__Description of the task__:
Reproduce, unaltered, the line with "Track Distance in" along with every line that follows it in the records, up to the last.

__Given entries__:
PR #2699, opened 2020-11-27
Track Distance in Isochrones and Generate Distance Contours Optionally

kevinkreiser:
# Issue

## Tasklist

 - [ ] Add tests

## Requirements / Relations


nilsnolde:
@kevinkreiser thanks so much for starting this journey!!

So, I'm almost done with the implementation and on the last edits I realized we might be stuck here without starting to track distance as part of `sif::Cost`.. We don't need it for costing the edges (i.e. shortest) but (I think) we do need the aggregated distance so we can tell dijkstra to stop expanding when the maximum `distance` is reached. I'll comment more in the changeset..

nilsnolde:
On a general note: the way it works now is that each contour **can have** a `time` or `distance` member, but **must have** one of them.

__Response below__:
Track Distance in Isochrones and Generate Distance Contours Optionally

kevinkreiser:
# Issue

## Tasklist

 - [ ] Add tests

## Requirements / Relations


nilsnolde:
@kevinkreiser thanks so much for starting this journey!!

So, I'm almost done with the implementation and on the last edits I realized we might be stuck here without starting to track distance as part of `sif::Cost`.. We don't need it for costing the edges (i.e. shortest) but (I think) we do need the aggregated distance so we can tell dijkstra to stop expanding when the maximum `distance` is reached. I'll comment more in the changeset..

nilsnolde:
On a general note: the way it works now is that each contour **can have** a `time` or `distance` member, but **must have** one of them.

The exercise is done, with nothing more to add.